Reproduce the data in its entirety, exactly as written.

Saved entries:
- - - - - - -

PR #5884, opened 2022-07-07
hoon: make ?# wuthax work correctly

Fang-:
Various fixes and improvements to `+ar`, which were needed to make `?#` work correctly.

`?#` now behaves much like `?=`, with the difference that it eats any pre-existing faces it encounters during pattern matching.

Examples follow, comparing behavior between `?=` and `?#`.

```hoon
> =/  a  [x=1 y=2]  ?>  ?=([@ @] a)  a
[x=1 y=2]
> =/  a  [x=1 y=2]  ?>  ?#([@ @] a)  a
[1 2]
> =/  a  [x=1 y=2]  ?>  ?=([@ *] a)  a
[x=1 y=2]
> =/  a  [x=1 y=2]  ?>  ?#([@ *] a)  a
[1 y=2]
::
> =/  a  [x=1 y=2]  ?>  ?=([p=@ *] a)  a
[x=p=1 y=2]
> =/  a  [x=1 y=2]  ?>  ?#([p=@ *] a)  a
[p=1 y=2]
> =/  a  [x=1 y=2]  ?>  ?=([* q=@] a)  a
[x=1 y=q=2]
> =/  a  [x=1 y=2]  ?>  ?#([* q=@] a)  a
[x=1 q=2]
::
> =/  l  (gulf 1 5)  ?>  ?=([@ two=@ three=@ *] l)  l
[i=1 t=[i=two=2 t=[i=three=3 t=~[4 5]]]]
> =/  l  (gulf 1 5)  ?>  ?#([@ two=@ three=@ *] l)  l
[1 two=2 three=3 t=~[4 5]]
```

Should be good to go. `?#` never really worked and so nobody ever really used it. The `#` will remain a signal that this rune is temporary, but it should prove useful already. We may want to consider expanding `?=` with syntax to toggle into (or out of) this behavior.

Things that may still need some attention, but haven't presently been observed to cause problems:
- In `+gain:ar`, the `[%base %noun]` and `%core` - `%cell` cases seem weird, as well as the latter in `+lose:ar`.
- In `+fish:ar`'s `%over` case we may need to guard against the wing not existing.
- We support wings in the pattern, ie `?=(byts [1 2])` and `?#(byts [1 2])`, but it's rarely used, and we might not want to support it, considering those wings may hide complex types we can't match against. Also in the `?#` case it does not actually remove pre-existing faces correctly.

(And no, changing `?=` to secretly be `?#` unfortunately does not trivially just work everywhere.)


joemfb:
```
> =u (~(play ut -:!>(..unit)) (ream '`[(unit) (unit)]`[`1 `2]'))
> u
#t/[u(*) u(*)]
> (ream '?=([^ ^] a)')
[%wtts p=[%bccl p=[i=[%base p=%cell] t=~[[%base p=%cell]]]] q=~[%a]]
> =sp [%bccl [%base %cell] [%base %cell] ~]
> =t (~(play ut %noun) ~(example ax sp))
> t
#t/[[* *] * *]
>
> (~(fuse ut u) t)
#t/[[%~ u=*] %~ u=*]
> (~(crop ut u) t)
#t/[u(*) u(*)]
>
> (ream '?#([^ ^] a)')
[%wthx p=[%cell skin=[%base base=%cell] skin=[%base base=%cell]] q=~[%a]]
> =sk [%cell [%base %cell] [%base %cell]]
> ~(gain ar:ut u sk)
#t/[[%~ u=*] %~ u=*]
> ~(lose ar:ut u sk)
#t/[%~ %~]
```

joemfb:
Booted up this branch and did it for real:

```

> =<  -  !>  =>  `[(unit) (unit)]`[~ ~]  .
#t/[u(*) u(*)]
>
> =<  -  !>  =>  `[(unit) (unit)]`[`1 `2]  ?>(?=([^ ^] .) .)
#t/[[%~ u=*] %~ u=*]
> =<  -  !>  =>  `[(unit) (unit)]`[~ ~]  ?<(?=([^ ^] .) .)
#t/[u(*) u(*)]
>
> =<  -  !>  =>  `[(unit) (unit)]`[`1 `2]  ?>(?#([^ ^] .) .)
#t/[[%~ u=*] %~ u=*]
> =<  -  !>  =>  `[(unit) (unit)]`[~ ~]  ?<(?#([^ ^] .) .)
#t/[%~ %~]
```

joemfb:
My celebration was premature, see #5983

zalberico:
This looks like another good candidate that might be ready to merge?

joemfb:
This is not ready, see my linked draft PR.

joemfb (approved):
this will do

For posterity, I have reservations about the design of `?#` as a replacement for `?=`. In particular, being able to express forks in pattern-matching is very useful and frequently used, but not supported by `$skin` (used for patters by `?#`). We could add forks to it, but then we'd have three separate fork-schemes: `$type`, $spec`, and `$skin`. `$skin` is otherwise used for adding faces, casting, and destructuring (see `=/` and `^=`), and I'm just not convinced that's the same domain as hoon-style pattern matching.

That being said, this PR just makes `?#` work as designed, where it was previously broken. So it should go out to enable further experimentation.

- - - - - - -

(RESPONSE AREA)
PR #5884, opened 2022-07-07
hoon: make ?# wuthax work correctly

Fang-:
Various fixes and improvements to `+ar`, which were needed to make `?#` work correctly.

`?#` now behaves much like `?=`, with the difference that it eats any pre-existing faces it encounters during pattern matching.

Examples follow, comparing behavior between `?=` and `?#`.

```hoon
> =/  a  [x=1 y=2]  ?>  ?=([@ @] a)  a
[x=1 y=2]
> =/  a  [x=1 y=2]  ?>  ?#([@ @] a)  a
[1 2]
> =/  a  [x=1 y=2]  ?>  ?=([@ *] a)  a
[x=1 y=2]
> =/  a  [x=1 y=2]  ?>  ?#([@ *] a)  a
[1 y=2]
::
> =/  a  [x=1 y=2]  ?>  ?=([p=@ *] a)  a
[x=p=1 y=2]
> =/  a  [x=1 y=2]  ?>  ?#([p=@ *] a)  a
[p=1 y=2]
> =/  a  [x=1 y=2]  ?>  ?=([* q=@] a)  a
[x=1 y=q=2]
> =/  a  [x=1 y=2]  ?>  ?#([* q=@] a)  a
[x=1 q=2]
::
> =/  l  (gulf 1 5)  ?>  ?=([@ two=@ three=@ *] l)  l
[i=1 t=[i=two=2 t=[i=three=3 t=~[4 5]]]]
> =/  l  (gulf 1 5)  ?>  ?#([@ two=@ three=@ *] l)  l
[1 two=2 three=3 t=~[4 5]]
```

Should be good to go. `?#` never really worked and so nobody ever really used it. The `#` will remain a signal that this rune is temporary, but it should prove useful already. We may want to consider expanding `?=` with syntax to toggle into (or out of) this behavior.

Things that may still need some attention, but haven't presently been observed to cause problems:
- In `+gain:ar`, the `[%base %noun]` and `%core` - `%cell` cases seem weird, as well as the latter in `+lose:ar`.
- In `+fish:ar`'s `%over` case we may need to guard against the wing not existing.
- We support wings in the pattern, ie `?=(byts [1 2])` and `?#(byts [1 2])`, but it's rarely used, and we might not want to support it, considering those wings may hide complex types we can't match against. Also in the `?#` case it does not actually remove pre-existing faces correctly.

(And no, changing `?=` to secretly be `?#` unfortunately does not trivially just work everywhere.)


joemfb:
```
> =u (~(play ut -:!>(..unit)) (ream '`[(unit) (unit)]`[`1 `2]'))
> u
#t/[u(*) u(*)]
> (ream '?=([^ ^] a)')
[%wtts p=[%bccl p=[i=[%base p=%cell] t=~[[%base p=%cell]]]] q=~[%a]]
> =sp [%bccl [%base %cell] [%base %cell] ~]
> =t (~(play ut %noun) ~(example ax sp))
> t
#t/[[* *] * *]
>
> (~(fuse ut u) t)
#t/[[%~ u=*] %~ u=*]
> (~(crop ut u) t)
#t/[u(*) u(*)]
>
> (ream '?#([^ ^] a)')
[%wthx p=[%cell skin=[%base base=%cell] skin=[%base base=%cell]] q=~[%a]]
> =sk [%cell [%base %cell] [%base %cell]]
> ~(gain ar:ut u sk)
#t/[[%~ u=*] %~ u=*]
> ~(lose ar:ut u sk)
#t/[%~ %~]
```

joemfb:
Booted up this branch and did it for real:

```

> =<  -  !>  =>  `[(unit) (unit)]`[~ ~]  .
#t/[u(*) u(*)]
>
> =<  -  !>  =>  `[(unit) (unit)]`[`1 `2]  ?>(?=([^ ^] .) .)
#t/[[%~ u=*] %~ u=*]
> =<  -  !>  =>  `[(unit) (unit)]`[~ ~]  ?<(?=([^ ^] .) .)
#t/[u(*) u(*)]
>
> =<  -  !>  =>  `[(unit) (unit)]`[`1 `2]  ?>(?#([^ ^] .) .)
#t/[[%~ u=*] %~ u=*]
> =<  -  !>  =>  `[(unit) (unit)]`[~ ~]  ?<(?#([^ ^] .) .)
#t/[%~ %~]
```

joemfb:
My celebration was premature, see #5983

zalberico:
This looks like another good candidate that might be ready to merge?

joemfb:
This is not ready, see my linked draft PR.

joemfb (approved):
this will do

For posterity, I have reservations about the design of `?#` as a replacement for `?=`. In particular, being able to express forks in pattern-matching is very useful and frequently used, but not supported by `$skin` (used for patters by `?#`). We could add forks to it, but then we'd have three separate fork-schemes: `$type`, $spec`, and `$skin`. `$skin` is otherwise used for adding faces, casting, and destructuring (see `=/` and `^=`), and I'm just not convinced that's the same domain as hoon-style pattern matching.

That being said, this PR just makes `?#` work as designed, where it was previously broken. So it should go out to enable further experimentation.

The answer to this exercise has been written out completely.